● **WORK REQUIRED**: Locate the string "ThemeContext" in the listing below. Copy every line where it is found.

====== INPUT DATA

PR #4014, opened 2022-07-01
build: simplify actions

zzmp:
- Simplifies github actions (CI/CD)
- Introduces reusable actions (to be extracted to a separate infra repo)


.github/workflows/check-pr-title.yaml
```diff
@@ -8,8 +8,7 @@ on:
       - synchronize
 
 jobs:
-  check-pr-title:
-    name: Check PR Title
+  semantic-commit:
```
vm, line 11: not sure what semantic-commit is

.github/workflows/release.yaml
```diff
@@ -1,62 +1,48 @@
...
   workflow_dispatch:
 
 jobs:
-  bump_version:
-    name: Bump Version
+  wait-on-test:
+    runs-on: ubuntu-latest
+    steps:
+      - uses: jitterbit/await-check-suites@v1
+        onlyFirstCheckSuite: true
```
vm, line 13: can you tell me what this flag does?

.github/workflows/test.yml
```diff
@@ -7,33 +7,33 @@ on:
   pull_request:
     branches:
       - main
+  # manual trigger
+  workflow_dispatch:
```
vm, line 11: not sure what this is

vm (approved):

.github/workflows/check-pr-title.yaml
zzmp: this should be [conventional-commit](https://www.conventionalcommits.org/en/v1.0.0/), because that is what it is checking.

.github/workflows/release.yaml
zzmp: this only waits for the first check suite. this is meant to wait for the test suite generated on merge or push, as opposed to including any suites that are run afterwards, which may include other things (crowdin, or other failed releases).

.github/workflows/test.yml
zzmp: this gives maintainers the ability to run the test check suite manually, so that it can be run against branches besides main on a case-by-case basis.

PR #4015, opened 2022-07-01
feat: don't allow disconnect/change on injected mobile wallets

vm:
Image from iOS

If on MetaMask or Coinbase Wallet browser, you shouldn't be able to change into a different wallet.

### DIFF
--- a/src/components/AccountDetails/index.tsx
+++ b/src/components/AccountDetails/index.tsx
@@ -233,6 +233,7 @@ export default function AccountDetails({
 
   const isMetaMask = !!window.ethereum?.isMetaMask
   const isCoinbaseWallet = !!window.ethereum?.isCoinbaseWallet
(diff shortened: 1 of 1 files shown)


src/components/AccountDetails/index.tsx
```diff
@@ -230,6 +231,9 @@ export default function AccountDetails({
   const theme = useContext(ThemeContext)
   const dispatch = useAppDispatch()
 
+  const isMetaMask = !!window.ethereum?.isMetaMask
+  const isCoinbaseWallet = !!window.ethereum?.isCoinbaseWallet
```
zzmp, line 235: Make another variable to use in the tsx, so that the intent is clearer in code:

const isMobileWallet

vm: good point

zzmp (approved):

zzmp (approved):

PR #4016, opened 2022-07-01
fix: fiat row fix

kayleegeorge:
fixed height for fiat row so button doesn't jump

Screen Shot 2022-07-01 at 3 24 12 PM


kayleegeorge:
Whoops wrong branch

PR #4019, opened 2022-07-01
fix: sync chain query parameter

vm:
4 main cases to consider:
- If there is no chain query param, set it to the current chain
- If the chain changed but the query param is stale, update to the current chain
- If the query param changed, and the chain didn't change, then activate the new chain
- If we activate a chain and it fails, reset the query param to the current chain id


vm:
I did my best to name the constants in the effects to explain it, but what I can do is name the hooks themselves.

vm:
i'm going to write tests for this

src/components/Header/NetworkSelector.tsx
```diff
@@ -242,9 +242,9 @@ function Row({
 
 const getParsedChainId = (parsedQs?: ParsedQs) => {
```
zzmp, line 243: Can you make this a function, and explicitly type the return type? It looks like it's changed, and can now be `void | string`?

    function getChainIdFromParsedQs(parsedQs?: ParsedQs): string | undefined {

src/components/Header/NetworkSelector.tsx
```diff
@@ -242,9 +242,9 @@ function Row({
...
   const chain = parsedQs?.chain
-  if (!chain || typeof chain !== 'string') return { urlChain: undefined, urlChainId: undefined }
+  if (!chain || typeof chain !== 'string') return
 
-  return { urlChain: chain.toLowerCase(), urlChainId: getChainIdFromName(chain) }
+  return getChainIdFromName(chain)
 }
 
 const getChainIdFromName = (name: string) => {
```
zzmp, line 250: Can you make this a function, too, and be more explicit with the return type?

    function getChainIdFromName(name: string): ChainId {

src/components/Header/NetworkSelector.tsx
```diff
@@ -267,20 +267,37 @@ const NETWORK_SELECTOR_CHAINS = [
 
 export default function NetworkSelector() {
   const dispatch = useAppDispatch()
-  const { chainId, provider, connector } = useWeb3React()
-  const previousChainId = usePrevious(chainId)
+
+  const { chainId, provider, connector, isActive } = useWeb3React()
+  const [previousChainId, setPreviousChainId] = useState<number | undefined>(undefined)
+
+  // Can't use `usePrevious` because `chainId` can be undefined while activating.
```
zzmp, line 274: Could you use `useLast`? Or add something like https://github.com/Uniswap/widgets/pull/56?

src/components/Header/NetworkSelector.tsx
```diff
@@ -295,37 +312,42 @@ export default function NetworkSelector() {
...
 
       if (!skipToggle) {
         toggle()
       }
     },
-    [connector, toggle, dispatch]
+    [connector, toggle, dispatch, replaceURLChainParam]
   )
 
+  // If there is no chain query param, set it to the current chain
```
zzmp, line 327: Could these be combined into a single useEffect?

cmcewen (approved):

PR #4023, opened 2022-07-01
feat: remove Tally Ho specific rendering

vm:
We are having difficulty supporting custom Injected wallets beyond MetaMask. Longer-term we'd like to have a separate connector for `injected` and `metaMask` in `web3-react` so they can be resolved separately. However, checking for specific wallets like `window.ethereum.isTally` is not a solution that makes sense for us right now.

For now, the injected wallet should will connect for Tally Ho when it's installed for a user already, except without custom images/copy.


greg-nagy:
Hey, 

This is only visible to ppl who have tally installed and set as the default wallet. 
I don't see the benefit of removing it, so I would like to ask you not to do it.

vm:
@greg-nagy, I added some context above

I think if we need custom connectors in the app to support Tally Ho that doesn't make sense for the interface right now https://github.com/Uniswap/interface/pull/4023

However, I noticed there was some code added on your end to support Uniswap: https://github.com/tallycash/extension/pull/1726

We'll likely add a generic Injected connector in `web3-react` so the MetaMask-specific logic isn't forced on other Injected wallets.

greg-nagy:
@vm it makes me a bit sad because with this decision you are enforcing the `window.ethereum` fight and a lot of non-standard solutions. Basically, you are forcing wallet providers to adopt whatever MM has done, even if it doesn't make sense. 

Anyhow to be on the constructive side of things: Can I help with the generic injected connector for `web3-react`? This topic has been a thorn in my side for the last year and I think there is an easy and backward-compatible fix, we just need wide adoption.

PR #4028, opened 2022-07-05
feat: configure blocks per fetch for l2s

lynnshaoyu:
- update redux multicall package to latest version 1.1.5
- set arbitrum blocks per fetch to 15
-  set optimism blocks per fetch to 15


src/lib/state/multicall.tsx
```diff
@@ -10,9 +11,31 @@ export const store = createStore(reducer)
...
+      return 1
+  }
+}
+
 export function MulticallUpdater() {
   const { chainId } = useWeb3React()
   const latestBlockNumber = useBlockNumber()
   const contract = useInterfaceMulticall()
-  return <multicall.Updater chainId={chainId} latestBlockNumber={latestBlockNumber} contract={contract} />
+  const listenerOptions: ListenerOptions = {
```
zzmp, line 29: Wrap this in useMemo to avoid recreating the object in every render.

zzmp: nit: order these the same as you order the props.

zzmp (changes requested):

src/lib/state/multicall.tsx
```diff
@@ -10,9 +12,34 @@ export const store = createStore(reducer)
 
 export default multicall
 
+function getBlocksPerFetchForChainId(chainId: number | undefined): number {
+  switch (chainId) {
+    case SupportedChainId.ARBITRUM_ONE:
+      return 15
```
zzmp, line 18: Omit this line - intentionally fall through to codify that they will use the same value.

zzmp (approved):

PR #4040, opened 2022-07-06
refactor: extract Web3Provider hooks, create internal Connection representation

vm:
- Moves hooks related to `web3-react` into their own files to simplify understanding this section of the codebase. This sets us up to add some more hooks coming up, like logging errors and falling back to different network providers.
- Renames `Wallet` enum to `ConnectionType`.
- Renames `wallet` reducer to `connection`.
- Creates a `Connection` interface to use internally for `web3-react` that has a `type`, `connector`, and `hooks`.
- generic `getConnection` function which takes a `Connector` or `ConnectionType`.


zzmp:
If you intend to add more hooks, could you name the files after the hooks they will include?

src/hooks/useConnectors.ts
```diff
@@ -0,0 +1,46 @@
...
+}
+
+function getConnectionForConnectionType(connectionType: ConnectionType): Connection {
+  return {
+    connector: getConnectorForConnectionType(connectionType),
+    hooks: getHooksForConnectionType(connectionType),
+  }
+}
+
+export default function useConnectors() {
```
vm, line 23: only change is i added some comments

src/connectors/utils.ts
```diff
@@ -0,0 +1,69 @@
+import { Connector } from '@web3-react/types'
```
vm, line 1: moved from connectors/index

src/components/AccountDetails/index.tsx
```diff
@@ -241,7 +241,8 @@ export default function AccountDetails({
     const name = Object.keys(SUPPORTED_WALLETS)
       .filter(
         (k) =>
-          SUPPORTED_WALLETS[k].connector === connector && (connector !== injected || isMetaMask === (k === 'METAMASK'))
```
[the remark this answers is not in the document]
vm: generally agree. was trying to avoid touching this code too much since it's a bit of a rabbithole... the SUPPORTED_WALLETS constant is what's powering this file and WalletModal, but it could use a bit of a re-work. i'd like to move to using `connectionType` as the source of truth like you said, but not in this PR.

src/components/WalletModal/index.tsx
```diff
@@ -144,39 +147,39 @@ export default function WalletModal({
 
   useEffect(() => {
     if (pendingConnector && walletView !== WALLET_VIEWS.PENDING) {
-      updateWalletError({ wallet: getWalletForConnector(pendingConnector), error: undefined })
+      updateConnectionError({ connectionType: getConnectionForConnector(pendingConnector).type, error: undefined })
```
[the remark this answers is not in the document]
vm: mostly because the other stuff in connection (hooks, connector) should be unnecessary for updating the error

src/components/Identicon/StatusIcon.tsx
```diff
@@ -1,22 +1,42 @@
...
+    width: ${({ size }) => (size ? size + 'px' : '32px')};
   }
+  ${({ theme }) => theme.mediaWidth.upToMedium`
+    align-items: flex-end;
+  `};
+`
+
+export default function StatusIcon({ connectionType }: { connectionType: ConnectionType }) {
+  let image
+  switch (connectionType) {
```
cmcewen, line 26: 👨‍🍳 💋

cmcewen (approved):
LGTM! still think we can continue to clean this up over time but this is a big step

PR #4054, opened 2022-07-07
fix: unsupported chain displays message instead of crash

cartcrom:
An unsupported network message appears rather than an error display when navigating to the pools page on an unsupported chain.

image


src/pages/Pool/index.tsx
```diff
@@ -126,15 +137,55 @@ function PositionsLoadingPlaceholder() {
   )
 }
 
+function WrongNetworkCard() {
+  const theme = useContext(ThemeContext)
+  return (
+    <>
+      <PageWrapper>
+        <SwapPoolTabs active={'pool'} />
```
vm, line 145: `="pool"`

src/pages/Pool/index.tsx
```diff
@@ -89,6 +90,16 @@ const NoLiquidity = styled.div`
   max-width: 300px;
   min-height: 25vh;
 `
+
+const WrongNetwork = styled.div`
```
vm, line 94: this styling seems very related to the `NoLiquidity` above. Maybe you can rename that to `ErrorContainer` or something?

vm:
Ideally, good to use `styled-components` instead of inline styles if possible

cmcewen:
@cartcrom there are also some crashes from trying to destructure into an object that doesn't exist (CHAIN_INFO does not have keys for all possible chainId values): https://github.com/Uniswap/interface/blob/main/src/pages/Pool/CTACards.tsx#L97

could you just make sure that crash can't happen in that part of the code too?

cartcrom:
> @cartcrom there are also some crashes from trying to destructure into an object that doesn't exist (CHAIN_INFO does not have keys for all possible chainId values): https://github.com/Uniswap/interface/blob/main/src/pages/Pool/CTACards.tsx#L97
> 
> could you just make sure that crash can't happen in that part of the code too?

@cmcewen the way it works now, the CTA cards are only rendered if the current chain is supported. Should I add a second check in CTAcards anyways?

src/pages/Pool/index.test.tsx
```diff
@@ -0,0 +1,50 @@
...
+      return { loading: false, positions: undefined }
+    })
+
+    act(() => {
+      const { asFragment } = render(
+        <Router>
+          <Pool />
+        </Router>
+      )
+      expect(asFragment()).toMatchSnapshot()
```
vm, line 31: i think better to test whether it shows error text here vs using a snapshot

src/pages/Pool/index.test.tsx
```diff
@@ -0,0 +1,50 @@
...
```
vm, line 47: same feedback as above

src/pages/Pool/CTACards.tsx
```diff
@@ -93,8 +94,9 @@ const ResponsiveColumn = styled(AutoColumn)`
 `
 
 export default function CTACards() {
-  const { chainId } = useWeb3React()
-  const { infoLink } = CHAIN_INFO[chainId ? chainId : SupportedChainId.MAINNET]
+  const { chainId, connector } = useWeb3React()
+  const { infoLink } = CHAIN_INFO[chainId && isChainAllowed(connector, chainId) ? chainId : SupportedChainId.MAINNET]
```
vm, line 98: To avoid this in the future, lets make a function called `getChainInfo` and then don't export `CHAIN_INFO`. this function should throw an error if the chainId isn't supported, which we'll be forced to catch.

src/pages/Pool/index.test.tsx
```diff
@@ -0,0 +1,46 @@
...
+    jest.spyOn(useV3Positions, 'useV3Positions').mockImplementation(() => {
+      return { loading: false, positions: undefined }
+    })
+
+    render(
+      <Router>
+        <Pool />
+      </Router>
+    )
+    expect(screen.getAllByTestId('pools-unsupported-err')).toHaveLength(1)
```
vm, line 30: better to check for the text to display rather than checking for the id

vm:
in a separate PR, lets create a `getChainInfo` function and stop exporting CHAIN_INFO

src/pages/Pool/index.test.tsx
cartcrom: screen.getByText wasn't working for me here because there was another element (the link) embedded into the Trans the displayed text was in. I messed around for a while trying to match the text and link but ended up going with the id, can definitely change it if there is a proper way to use getByText

vm (approved):

PR #4737, opened 2022-09-27
fix: resolve bug where changing duration when filter string is applied does not change data (original duration is still applied)

lynnshaoyu:
https://uniswaplabs.atlassian.net/browse/WEB-1371?atlOrigin=eyJpIjoiZGRhNjMxMmMyZGE4NGI4MTgyOGQyMTgwODI4ZTUxNjAiLCJwIjoiaiJ9

### DIFF
--- a/src/graphql/data/TopTokens.ts
+++ b/src/graphql/data/TopTokens.ts
@@ -132,18 +132,18 @@ function toContractInput(token: PrefetchedTopToken) {
   }
 }
 
-// Map of key: ${chain} + ${address} and value: TopToken object.
+// Map of key: ${HistoryDuration} and value: another Map, of key:${chain} + ${address} and value: TopToken object.
 // Acts as a local cache.
 const tokensWithPriceHistoryCache: Record<string, Record<string, TopToken>> = {}
 
-const checkIfAllTokensCached = (tokens: PrefetchedTopToken[]) => {
+const checkIfAllTokensCached = (duration: string, tokens: PrefetchedTopToken[]) => {
   let everyTokenInCache = true
   const cachedTokens: TopToken[] = []
 
   const checkCache = (token: PrefetchedTopToken) => {
     const tokenCacheKey = !!token ? `${token.chain}${token.address}` : ''
-    if (tokenCacheKey in tokensWithPriceHistoryCache) {
-      cachedTokens.push(tokensWithPriceHistoryCache[tokenCacheKey])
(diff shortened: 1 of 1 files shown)


src/graphql/data/TopTokens.ts
```diff
@@ -132,18 +132,18 @@ function toContractInput(token: PrefetchedTopToken) {
...
 }
 
-// Map of key: ${chain} + ${address} and value: TopToken object.
+// Map of key: ${HistoryDuration} and value: another Map, of key:${chain} + ${address} and value: TopToken object.
 // Acts as a local cache.
-const tokensWithPriceHistoryCache: Record<string, TopToken> = {}
+const tokensWithPriceHistoryCache: Record<string, Record<string, TopToken>> = {}
 
-const checkIfAllTokensCached = (tokens: PrefetchedTopToken[]) => {
+const checkIfAllTokensCached = (duration: string, tokens: PrefetchedTopToken[]) => {
```
JFrankfurt, line 139: iirc there is a HistoryDuration type somewhere that we could use here

lynnshaoyu: yeah although typescript  forces us to predefine the key values and include '%future added value'. I guess this works fine though? (changed it)

src/graphql/data/TopTokens.ts
```diff
@@ -132,18 +132,27 @@ function toContractInput(token: PrefetchedTopToken) {
...
+
+const checkIfAllTokensCached = (duration: HistoryDuration, tokens: PrefetchedTopToken[]) => {
   let everyTokenInCache = true
   const cachedTokens: TopToken[] = []
 
   const checkCache = (token: PrefetchedTopToken) => {
     const tokenCacheKey = !!token ? `${token.chain}${token.address}` : ''
-    if (tokenCacheKey in tokensWithPriceHistoryCache) {
-      cachedTokens.push(tokensWithPriceHistoryCache[tokenCacheKey])
+    if (duration in tokensWithPriceHistoryCache && tokenCacheKey in tokensWithPriceHistoryCache[duration]) {
```
JFrankfurt, line 154: will `duration in tokensWithPriceHistoryCache` always return true now that you've got a default value?

lynnshaoyu: yes true, fixed here and line 215. ty for catching.

cmcewen (approved):

PR #4744, opened 2022-09-28
refactor: split out SearchBarDropdown

vm:
The SearchBar file was pretty large so wanted to split it to simplify.


src/components/NavBar/SearchBarDropdown.tsx
```diff
@@ -0,0 +1,291 @@
...
+                headerIcon={<TrendingArrow />}
+                isLoading={trendingCollectionsAreLoading}
+              />
+            )}
+          </Column>
+        )
+
+      setResultsState(currentState)
+    }
+    // eslint-disable-next-line react-hooks/exhaustive-deps
```
cmcewen, line 266: do you know why this is disabled here?

cmcewen (approved):

src/components/NavBar/SearchBarDropdown.tsx
vm: it's missing `collectionSearchResults` and `tokenSearchResults`. i'm gonna make a pr to add those in, generally not a good thing to ignore

PR #4745, opened 2022-09-28
feat: animate in token details line chart

cmcewen:
part 1 of WEB-911


src/components/Charts/AnimatedInLineChart.tsx
```diff
@@ -0,0 +1,90 @@
...
+import { LineChartProps } from './LineChart'
+
+const config = {
+  duration: 800,
+  easing: easeCubicInOut,
+}
+
+// code reference: https://airbnb.io/visx/lineradial
+
+function LineChart<T>({
```
zzmp, line 18: Name this `AnimatedInlineChart` to match the filename.
Rename the filename `AnimatedInlineChart` (inline is one word).

src/components/Charts/AnimatedInLineChart.tsx
```diff
@@ -0,0 +1,90 @@
...
+  marginTop,
+  curve,
+  color,
+  strokeWidth,
+  width,
+  height,
+  children,
+}: LineChartProps<T>) {
+  const lineRef = useRef<SVGPathElement>(null)
+  const [lineLength, setLineLength] = useState<number>(0)
```
zzmp, line 31: nit: `useState`'s should have implied types - setting the generic type is redundant.

src/components/Charts/AnimatedInLineChart.tsx
```diff
@@ -0,0 +1,90 @@
...
+                  fill="none"
+                  stroke={lineColor}
+                />
+                {shouldAnimate && (
+                  <animated.path
+                    d={d}
+                    strokeWidth={strokeWidth}
+                    fill="none"
+                    stroke={lineColor}
+                    strokeDashoffset={spring.frame.interpolate((v: unknown) => (v as number) * lineLength)}
```
zzmp, line 76: does this require an invariant for the typecase?

src/components/Charts/AnimatedInLineChart.tsx
```diff
@@ -0,0 +1,90 @@
...
+
+  return (
+    <svg width={width} height={height}>
+      <Group top={marginTop}>
+        <LinePath curve={curve} x={getX} y={getY}>
+          {({ path }) => {
+            const d = path(data) || ''
+            return (
+              <>
+                <animated.path
```
zzmp, line 62: Why can't you use a single path and change the stroke's opacity, dashoffset, and dasharray with animation? I think that would let you reduce state and simplify.

zzmp (changes requested):

zzmp:
Please include instructinos for testing.

src/components/Charts/AnimatedInLineChart.tsx
cmcewen: it is an "animated in line-chart" as opposed to an "animated inline chart" haha

src/components/Charts/AnimatedInLineChart.tsx
cmcewen: you need to measure the length of the line in order to animate along it, so basically you need to do a render first. the code is from here https://airbnb.io/visx/lineradial which references this https://www.visualcinnamon.com/2016/01/animating-dashed-line-d3/

cmcewen:
@zzmp to test, just visit any token details page and you should see the animation on the chart itself

src/components/Charts/AnimatedInLineChart.tsx
cmcewen: spring should always exist and it will always be a number. there is a later version of react-spring which has nicer stuff including types but didn't want to mix concerns

src/components/Charts/AnimatedInLineChart.tsx
zzmp: is this initial render causing the flash on hard refresh, as noted by @infredible ?

zzmp: Can you explain this in a comment, where you currently have the reference?

zzmp (approved):
lgtm, but please explicitly explain the reason for duplicated <animated.path>'s in the initial comment.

============

● **SOLUTION TO THE PROBLEM**:
   const theme = useContext(ThemeContext)
+  const theme = useContext(ThemeContext)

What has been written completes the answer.